Provide a password for the local admin console. This is rarely used, but can be helpful for updating certain fields for offline clusters.

The installer will run through a series of pre-flight checks to ensure compatibility. If any of the pre-flight checks fail, a message will be displayed regarding which checks are failing. Either attempt to address and resolve the issue (some are related to available disk space, performance, etc.) or reach out to your Prediction Guard account representative for assistance.

Once the installer has completed, proceed to step 4.

Shell into the cluster to run the bootstrap command:

$ sudo ./prediction-guard-platform shell

Retrieve the bootstrap command from admin.predictionguard.com by navigating to Clusters, then clicking the Deploy button in the row of the cluster you wish to deploy. Click the Copy button above the deploy command and proceed to step 6.
Paste the bootstrap command into the terminal where you are shelled into the cluster. This will install your authentication token and begin the initial bootstrapping of Prediction Guard services. After a few minutes, feel free to check the installation by checking the running pods in the predictionguard namespace:

$ kubectl get pods -n predictionguard

You should see running pods in the namespace, including pg-inside indicating that the cluster has been successfully installed. The cluster should also show as Healthy in the Prediction Guard admin.

Deploy any desired AI models from the Models page in the Prediction Guard admin. Pay attention to any settings around number of AI accelerators, CPU and memory allocation to the model and ensure it fits within your VM/machine.
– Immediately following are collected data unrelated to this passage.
PR #162, opened 2023-09-28
Constructor calls in HEVM equivalence

zoep:
This PR adds support for multiple contracts in Act spec (WIP). More precisely:

- Allow constructor calls in constructors
- Remove `--contract` option, since all contracts in the spec are now checked by default

TODO: 
- Allow accessing external state variables in behaviours
- Add failing tests


Makefile
```diff
@@ -53,7 +53,7 @@ hevm_fail=$(wildcard tests/hevm/fail/*/*.act)
 failing_typing=tests/frontend/pass/array/array.act tests/frontend/pass/dss/vat.act tests/frontend/pass/creation/createMultiple.act tests/frontend/pass/staticstore/staticstore.act
 
 
-coq-examples = tests/coq/transitions tests/coq/safemath tests/coq/exponent tests/coq/token tests/coq/ERC20 tests/coq/multi
+coq-examples = tests/coq/transitions tests/coq/safemath tests/coq/exponent tests/coq/token tests/coq/ERC20 tests/coq/multi tests/coq/multi
```
zoep, line 56: This test should pass once we merge #388 into hevm.

src/CLI.hs
```diff
@@ -207,29 +207,32 @@ coq' f solver' smttimeout' debug' = do
...
+    cmap <- createContractMap contracts
+    let opts = if debug' then debugVeriOpts else defaultVeriOpts
 
+    Solvers.withSolvers solver' 1 (naturalFromInteger <$> timeout) $ \solvers ->
+      checkContracts solvers opts store cmap
   where
-    getBytecode :: IO (BS.ByteString, BS.ByteString)
-    getBytecode =
+
+    createContractMap :: [Contract] -> IO (Map Id (Contract, BS.ByteString, BS.ByteString))
```
zoep, line 221: We create a map from contact ids to their (Act spec, initcode, bytecode) triples. This makes it easy to look up the spec and the byte code of a contract when we encounter a call to its constructor. To check equivalence between the spec and the bytecodes, we traverse the map.

src/CLI.hs
```diff
@@ -207,29 +207,32 @@ coq' f solver' smttimeout' debug' = do
...
+
+    getBytecode :: Id -> IO (BS.ByteString, BS.ByteString)
+    getBytecode cid =
       case (sol', code', initcode') of
         (Just f, Nothing, Nothing) -> do
           solContents  <- TIO.readFile f
-          bytecodes cid solContents
-        (Nothing, Just c, Just i) -> pure (i, c)
+          bytecodes (Text.pack cid) solContents
+        (Nothing, Just _, Just _) -> render (text "Only Solidity file supported") >> exitFailure -- pure (i, c)
```
zoep, line 235: I'm not sure how we can support bytecode input when we have multiple contracts.

src/HEVM.hs
```diff
@@ -166,30 +185,137 @@ rewritesToExpr layout cid rewrites bytecode = foldl (flip $ rewriteToExpr layout
...
-rewriteToExpr :: Layout -> Id -> Rewrite -> ContractMap -> ContractMap
-rewriteToExpr _ _ (Constant _) cmap = cmap
-rewriteToExpr layout cid (Rewrite upd) cmap = updateToExpr layout cid upd cmap
+rewriteToExpr :: CodeMap -> Layout -> Id -> EVM.Expr EVM.EAddr -> Rewrite -> ContractMap -> ContractMap
+rewriteToExpr _ _ _ _ (Constant _) cmap = cmap
+rewriteToExpr codemap layout cid caddr (Rewrite upd) cmap = fst $ updateToExpr codemap layout cid caddr upd (cmap, [])
 
-updatesToExpr :: Layout -> Id -> [StorageUpdate] -> ContractMap -> ContractMap
-updatesToExpr layout cid upds initmap = foldl (flip $ updateToExpr layout cid) initmap upds
+updatesToExpr :: CodeMap -> Layout -> Id -> EVM.Expr EVM.EAddr -> [StorageUpdate] -> (ContractMap, [EVM.Prop]) -> (ContractMap, [EVM.Prop])
```
zoep, line 192: The return type propagates the preconditions of constructor calls upwards after substitution. As we discussed this is probably not needed. I will think about this a bit more and probably will be removing this from the return type.

zoep:
Subsumed by #167

PR #163, opened 2023-09-30
hie.yaml small rename

DennisDv24:
Im not sure what the HLS uses `hie.yaml` for, but I was getting this gignatic error from it that wouldnt let me use the LSP:
image
So I just renamed `act-internal` to `act` in `hie.yaml` and now its working smooth. Dk if this might break any of your envs tho.


d-xo:
Thanks!

PR #169, opened 2023-10-26
JSON nits for `Exp`

zoep:
Few small nits so that the JSON printer for `Exp` produces a more structured output.


sophierain (approved):
looks good

PR #172, opened 2023-11-09
Reorganise Directories and Module Structure

d-xo:
This reorganises the projects directory structure and module hierarchy a little to make it easier to consume externally:

1. act.cabal has been moved to the top level (now `cabal build` and friends work without having to `cd src` first
2. All modules have been prefixed with `Act`, making it more convenient to use as a library

I also moved the tests and executables into their own folders underneath `src` which makes the module structure a little clearer imo, and should make it easy to break our haskell tests up into separate modules.


zoep (approved):

zoep:
Looks good!

PR #173, opened 2023-11-14
Decompilation

d-xo:
Adds a certified decompiler that can automatically derive act specifications from evm bytecode. The process operates in the following stages:

1. Symbolically execute the bytecode to produce an EVM.Expr
2. Transform that Expr into one that can be safely represented using Integers
3. Convert that Expr into an Act spec (trusts solc compiler output)
4. Compile the generated Act spec back to Expr and check equivalence (solc compiler output no longer trusted)

This currently supports only very simple contracts, basically value types, simple arithmethic, and storage writes. Mappings in storage are currently not supported, but doing so should be in principle possible.

Some simple tests are added, but still todo is to hook this up to the main CLI interface.

Starting from the existing solidity code produces the following spec (I'm currently unsure where the `case True` comes from):

```solidity
contract C {
  uint x = 0;
  function f(uint v) public {
    x = v;
  }
}
```

```
constructor of C
interface C()

iff

  (CALLVALUE == 0)

creates

  uint256 x := 0


behaviour f of C
interface f(uint256 v)

iff

  (CALLVALUE == 0)

case

  true:

storage

  x => v
```


msooseth:
Hi!

Is this still being worked on? Should I review? Sounds cool :)

Mate

src/Act/HEVM.hs
```diff
@@ -1,20 +1,18 @@
...
 {-# LANGUAGE ScopedTypeVariables #-}
 {-# LANGUAGE MultiParamTypeClasses #-}
-{-# LANGUAGE RecordWildCards #-}
 {-# LANGUAGE OverloadedStrings #-}
 {-# LANGUAGE OverloadedRecordDot #-}
-{-# LANGUAGE TypeApplications #-}
-{-# LANGUAGE DuplicateRecordFields #-}
 {-# LANGUAGE NoFieldSelectors #-}
 
+-- {-# LANGUAGE TypeApplications #-}
```
d-xo, line 13:
```suggestion
```

src/Test/Decompile.hs
```diff
@@ -0,0 +1,124 @@
...
+import Act.Print
+import Act.CLI
+import Act.HEVM_utils
+
+import qualified EVM.Solvers as Solvers
+import EVM.Effects
+
+decompilerTests :: TestTree
+decompilerTests = testGroup "decompiler"
+  [ expectFail $ testCase "noop" $ checkDecompilation "C" [i|
```
d-xo, line 29: why is this one `expectFail`?

src/Act/Decompile.hs
```diff
@@ -0,0 +1,475 @@
...
+makeIntSafe solvers expr = evalStateT (mapExprM go expr) mempty
+  where
+    go :: forall b. EVM.Expr b -> StateT (Map (EVM.Expr EVM.EWord) EVM.Prop) m (EVM.Expr b)
+    go = \case
+      e@(EVM.Add a b) -> binop (EVM.Add a b .>= a) a b e
+      e@(EVM.Sub a b) -> binop (EVM.Sub a b .<= a) a b e
+      e@(EVM.Mul a b) -> binop (EVM.Div (EVM.Mul a b) b .== a) a b e
+      -- we can't encode symbolic exponents in smt, so we just always wrap
+      e@(EVM.Exp {}) -> pure (EVM.Mod e (EVM.Lit MAX_UINT))
+      -- TODO: I don't understand what this thing does, so just wrap it in a mod to be safe for now
```
d-xo, line 159: would be nice to figure this out I guess?

src/Act/Decompile.hs
```diff
@@ -0,0 +1,475 @@
...
+    layout <- ExceptT . pure . toErr "missing storage layout in solc output" $ contract.storageLayout
+    pure $ EVMContract
+      { name = snd $ T.breakOnEnd ":" contract.contractName
+      , storageLayout = layout
+      , runtime = behvs
+      , creation = ctor
+      }
+  where
+    creation = do
+      -- TODO: doesn't this have a 4 byte gap at the front?
```
d-xo, line 111: I guess this isn't true in the end?

src/Act/Decompile.hs
```diff
@@ -0,0 +1,475 @@
...
+
+-- | Transforms an EVM Expr into a form that it can be safely represented using
+-- an integer encoding. This basically makes all potential points of wrapping
+-- due to under/overflow explicit in the tree. This can certainly be made
+-- significantly more efficient and precise (abstract interpretation?), but
+-- this rather brute force attempt should be sound for now.
+makeIntSafe :: forall m a. App m => SolverGroup -> EVM.Expr a -> m (EVM.Expr a)
+makeIntSafe solvers expr = evalStateT (mapExprM go expr) mempty
+  where
+    go :: forall b. EVM.Expr b -> StateT (Map (EVM.Expr EVM.EWord) EVM.Prop) m (EVM.Expr b)
```
d-xo, line 152:
```suggestion
    -- walks the expression bottom up and checks (using an smt solver) if overflow is possible for any arithmetic operations it encounters. 
    -- results from child nodes are stored and reused as we move up the tree
    go :: forall b. EVM.Expr b -> StateT (Map (EVM.Expr EVM.EWord) EVM.Prop) m (EVM.Expr b)
```

src/Act/Decompile.hs
```diff
@@ -0,0 +1,475 @@
...
+        , _name = T.unpack method.name
+        , _preconditions = nub pres
+        , _caseconditions = mempty -- TODO: what to do here?
+        , _postconditions = mempty
+        , _stateUpdates = rewrites
+        , _returns = ret
+        }
+    mkbehv _ _ = error "Internal Error: mkbehv called on a non Success branch"
+
+-- TODO: we probably need to diff against the prestore or smth to be sound here
```
d-xo, line 267: Is this true? I don't really understand this comment.

d-xo (commented):
Thanks for fixing this up and getting it ready to merge. 
Mostly curious if some of the soundness concerns still in the `TODO` comments are valid.

msooseth:
Should I review? Is this active, do you want this merged? Looks like a lot of cool work!

src/Test/Decompile.hs
zoep: IIRC because we do not have a way to represent empty behaviours in Act

src/Act/Decompile.hs
```diff
@@ -0,0 +1,477 @@
...
+    -- Walks the expression bottom up and checks (using an smt solver) if overflow is possible for any 
+    -- arithmetic operations it encounters. Results from child nodes are stored and reused as we move up the tree
+    go :: forall b. EVM.Expr b -> StateT (Map (EVM.Expr EVM.EWord) EVM.Prop) m (EVM.Expr b)
+    go = \case
+      e@(EVM.Add a b) -> binop (EVM.Add a b .>= a) a b e
+      e@(EVM.Sub a b) -> binop (EVM.Sub a b .<= a) a b e
+      e@(EVM.Mul a b) -> binop (EVM.Div (EVM.Mul a b) b .== a) a b e
+      -- we can't encode symbolic exponents in smt, so we just always wrap
+      e@(EVM.Exp {}) -> pure (EVM.Mod e (EVM.Lit MAX_UINT))
+      -- TODO: I don't understand what this thing does, so just wrap it in a mod to be safe for now
```
d-xo, line 161:
```suggestion
      -- TODO: It's probably sound to remove the Mod here, but signextend is pretty mysterious so keeping it here for now to be on the safe side.
```

src/Test/Decompile.hs
d-xo: I think it's fine to leave that for another PR.

src/Act/Decompile.hs
d-xo: reviewed this section pretty carefully together with @zoep and we think this section is OK.
```suggestion
```

d-xo:
I'm not allowed to approve because I opened the PR originally, but all your changes look good to me @zoep and I'm fine to merge this whenever.

src/Test/Decompile.hs
zoep, line 29:
```suggestion
   -- TODO allow empty behaviours in source Act
  [ expectFail $ testCase "noop" $ checkDecompilation "C" [i|
```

Configuring Ingress and Reverse Proxy

Prediction Guard comes preconfigured for NGINX and a default Ingress which can be enabled on the cluster within the Edit section of the Clusters page. Here you can configure the desired domain names and have NGINX deploy into the predictionguard namespace with preconfigured settings for the Prediction Guard API. Then, simply ensure that your DNS entry is routable to the ingress IP on your VM/machine.